Grantham laughed to himself. ‘Orwell must have loved that idea.’

‘He’s not shown any sign of objecting,’ Nainby-Martin replied drily. ‘Our information is that Zorn offered him a fee of five million dollars, plus the same again for his charitable foundation.’

‘So he’s doing this for charity? How very noble.’

There were stifled sniggers round the table at Grantham’s acid sarcasm.

‘Quite so,’ said Nainby-Martin, maintaining an impressively straight face. ‘But in any case, rumours of Zorn’s new fund went round the smart set in an instant. In no time people were practically begging to be allowed to give him their cash.’

‘In this financial climate? Aren’t they all hanging on to their money for dear life?’

‘Apparently not. The problem for the rich appears to be that there’s nowhere to put their money. Stocks and commodities are all over the place, property values are going nowhere and interest rates on savings have been rock-bottom for years. They’re looking for a magician who can buck the markets.’

‘And Zorn is happy to oblige.’

‘Precisely.’

‘So this event in Italy – I assume it was aimed at possible investors? Orwell does the schmoozing, Zorn takes all the money?’

‘Something like that.’

Grantham nodded thoughtfully. ‘I see. Let’s carry on with the show.’

Zorn and his guests started moving down the stairs again. The men of the party were dressed in more formal variations on Zorn’s dinner suit. The women, by contrast, wore dazzling couture gowns in silk and lace, decorated with jewels worthy of a pirate’s treasure trove; a description that in some cases was disturbingly close to the truth, given the dubious means by which their men had come by their fortunes. Through this select little group flitted a man known the whole world over for the bright, shiny charm of his smile and the deceptive plausibility of his words. He strode jauntily to the front as they all descended the steps and exchanged a few words with Malachi Zorn.

‘Aha!’ said Grantham. ‘Nicholas Orwell himself, the very man I was …’

Grantham fell silent as he peered, frowning more closely at the video. He waved at McAndrew. ‘Pause it!’ Then he got up and walked towards the screen, stopping just a few feet away. He stared intently for a few more seconds, and then tapped his forefinger against the screen, directly over the motionless image of a blonde, whose slender elegance stood out from the other women there, despite all the time and money they had put into perfecting their appearance.
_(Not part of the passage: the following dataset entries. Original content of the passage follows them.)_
Issue #38, opened 2017-10-20
Suggestion: Change CID type so it can be passed around directly and not by pointer


kevina:
Right now the Cid type is:
```go
type Cid struct {
    version uint64
    codec   uint64
    hash    mh.Multihash
}
```
The internals are not exposed but it is expected to be passed around by pointer which in a way exposes some of the implementation details.  For example in #3 I suggested we use a more compact structural representation and I think @Stebalien is suggesting to a serialized string instead.  The best representation may be debatable, but either change will require that the Cid no longer be passed around by a pointer.  We may even decide that a Cid is better represented by an interface and some point.

So for now may I suggestion that we start passing around the Cid type directly and change the representation to.

```go
type Cid struct {
    *cid
} 
type cid struct {
    version uint64
    codec   uint64
    hash    mh.Multihash
}
```
This will then give us the freedom to try different internal representations without making requiring any API changes. 

@whyrusleeping @Stebalien thoughts?

Stebalien:
From my experience today trying to replace `Multiaddr` with a bare type, this will be *fun* as we probably rely on the fact that Cids are nullable all over the place (although I agree we should probably do this anyways).

We could also just go straight to an interface.

Note: For my usecase, it's actually fine to continue passing it around as a pointer as long as I can cheaply extract some key to use in a map (either by dereferencing it or pulling out some field).

kevina:
> this will be _fun_

If we decide to go though with this I can likely do most of the work and probably in a day or two.  I will need someone to help me with using gx-workspace, though, for handling the dependency updates.

> probably rely on the fact that Cids are nullable all over the place

Maybe, in the cases where this is true we can use a pointer or we can have a special "empty" CID value.  We won't know how bad this is until we try.

> We could also just go straight to an interface.

I would be against this, it adds an extra level of indirection that I was trying to get ride of.  I also think it will be overkill in this case.

PR #47, opened 2018-05-17
use string instead of struct backing

dignifiedquire:
cc @Stebalien 

ref #38

### DIFF
--- a/cid.go
+++ b/cid.go
@@ -423,7 +423,7 @@ func (c Cid) MarshalJSON() ([]byte, error) {
 
 // KeyString casts the result of cid.Bytes() as a string, and returns it.
 func (c Cid) KeyString() string {
-	return string(c.Bytes())
+	return string(c)
 }
 
 // Loggable returns a Loggable (as defined by
--- a/cid.go
+++ b/cid.go
@@ -126,22 +126,28 @@ var CodecToStr = map[uint64]string{
 // They exist to allow IPFS to work with Cids while keeping
 // compatibility with the plain-multihash format used used in IPFS.
 // NewCidV1 should be used preferentially.
-func NewCidV0(mhash mh.Multihash) *Cid {
-	return &Cid{
-		version: 0,
-		codec:   DagProtobuf,
-		hash:    mhash,
-	}
+func NewCidV0(mhash mh.Multihash) Cid {
+	return newCid(0, DagProtobuf, mhash)
 }
 
 // NewCidV1 returns a new Cid using the given multicodec-packed
 // content type.
-func NewCidV1(codecType uint64, mhash mh.Multihash) *Cid {
-	return &Cid{
-		version: 1,
-		codec:   codecType,
-		hash:    mhash,
+func NewCidV1(codecType uint64, mhash mh.Multihash) Cid {
+	return newCid(1, codecType, mhash)
+}
+
+func newCid(version, codecType uint64, mhash mh.Multihash) Cid {
+	hashlen := len(mhash)
+	// two 8 bytes (max) numbers plus hash
+	buf := make([]byte, 2*binary.MaxVarintLen64+hashlen)
+	n := binary.PutUvarint(buf, version)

‘I’ll be damned,’ murmured Grantham to himself.

Behind him there was another shuffling of papers and a voice said, ‘If you give me a second, sir, I think I should be able to identify her.’

‘No need,’ said Grantham. ‘Her name’s Alexandra Vermulen. Born Alexandra Petrova. She’s Russian, age around forty. Also known as Alix. Fascinating woman.’
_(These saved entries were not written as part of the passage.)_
PR #48, opened 2018-06-04
Factor out Prefix helper functions from go-ipfs/merkledag

kevina:


prefix.go
```diff
@@ -0,0 +1,68 @@
...
+}
+
+// V0CidPrefix returns a prefix for CIDv0
+func V0CidPrefix() Prefix { return v0CidPrefix }
+
+// V1CidPrefix returns a prefix for CIDv1 with the default settings
+func V1CidPrefix() Prefix { return v1CidPrefix }
+
+// PrefixForCidVersion returns the Protobuf prefix for a given CID version
+func PrefixForCidVersion(version int) (Prefix, error) {
```
Stebalien: IMO, this is *way* too protobuf specific to go in go-cid.

kevina:
> Do the NewPrefixV0 and NewPrefixV1 functions not work for you?

They would if they existed, but I only fond NewCidV0 and NewCidV1.

prefix.go
kevina: Fair enough.  Will change to make them more general.

Stebalien:
> They would if they existed, but I only fond NewCidV0 and NewCidV1.

They're in cid.go.

kevina:
> They're in cid.go.

Oops.  Forgot to update my local git copy.  Sorry about that.

Closing.

Stebalien:
Np. I've done that countless times.

PR #51, opened 2018-06-25
Tweak parameters of NewPrefix functions.

### LINKED ISSUE #49: NewPrefixV0 should not take a multihash
They is only one legal multihash in CidV0 so requiring one is redundant.

kevina:
I don't think these two functions are really used yet, so this shouldn't break anything.

`NewPrefixV0` doesn't take any parameters, since there is only one possible legal combination.  `NewCidV1` is expanded to also take the multihash length.  Even though the length 99% of the time will be `-1` it still makes sense to require it.  This gives the function the opportunity to convert the length value of `-1` to the default length.  The callee of the function is already likely to have the length value and needs to do something with it.  With out being able to pass it in the most logical think to do would be to set it afterwards, for example:
```
  func foo(..., mh uint64, mhlen int) { 
    prefix := cid.NewPrefixV1(..., mh)
    prefix.MhLength = mhlen
  }
```
which doesn't allow NewPrefix to set the value to the default length.

Closes #49.

### DIFF
--- a/cid.go
+++ b/cid.go
@@ -145,10 +145,10 @@ func NewCidV1(codecType uint64, mhash mh.Multihash) *Cid {
 }
 
 // NewPrefixV0 returns a CIDv0 prefix with the specified multihash type.
-func NewPrefixV0(mhType uint64) Prefix {
+func NewPrefixV0() Prefix {
 	return Prefix{
-		MhType:   mhType,
-		MhLength: mh.DefaultLengths[mhType],
+		MhType:   mh.SHA2_256,
+		MhLength: mh.DefaultLengths[mh.SHA2_256],
 		Version:  0,
 		Codec:    DagProtobuf,
 	}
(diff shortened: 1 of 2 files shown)


kevina:
@Stebalien do you think we could get this change in ASAP?  Right now it doesn't look like these functions are used.  Once they become used this change will become more difficult.

Stebalien:
So, aren't we planning on replacing these functions with a `Format` struct and a `NewFormat` function?

Stebalien:
That is, I'd rather deprecate and remove these functions and move to that than to break things.

Stebalien:
Possible way forward:

1. Merge #52 first.
2. Make everything that uses these functions use those.
3. Deprecate these functions.
4. Remove at our leisure.

Basically, changing the signature will be the same amount of work as deprecating and removing.

kevina:
@Stebalien 

Not merging this P.R. is partly blocking #50.

A grep of the entire source tree found that these functions are used in only one place outside of go-cid in `go-libp2p-routing-helpers` in `parallel_test.go`.

#52 will take awhile to review and get in, this is a very simple change.

My plan was to get #40/#50 in before #52.

As far work, all that needs to be done is to just merge this P.R.  We don't need to GX publish just yet.  If this gets GX published before #52 gets in fixing the signature in the one place is not a lot of work compared to the updating all the places that use `go-cid`.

‘You sound as though you know her well,’ Nainby-Martin remarked.

Grantham said nothing. He was thinking back to the only time he had ever met her: at a funeral in Norway, saying farewell to a good man who had made one bad mistake. And then he thought of a time before that, and the events that had linked him to Alix through the man who had loved her, Samuel Carver.

‘No,’ Grantham finally replied. ‘I can’t say we’re particularly close.’ For a moment he sounded uncharacteristically wistful. But then, to his staff’s relief, he snapped back to his usual, acerbic style: ‘But one thing I do know, from my experience, is that whenever that woman enters the picture, trouble’s never far behind.’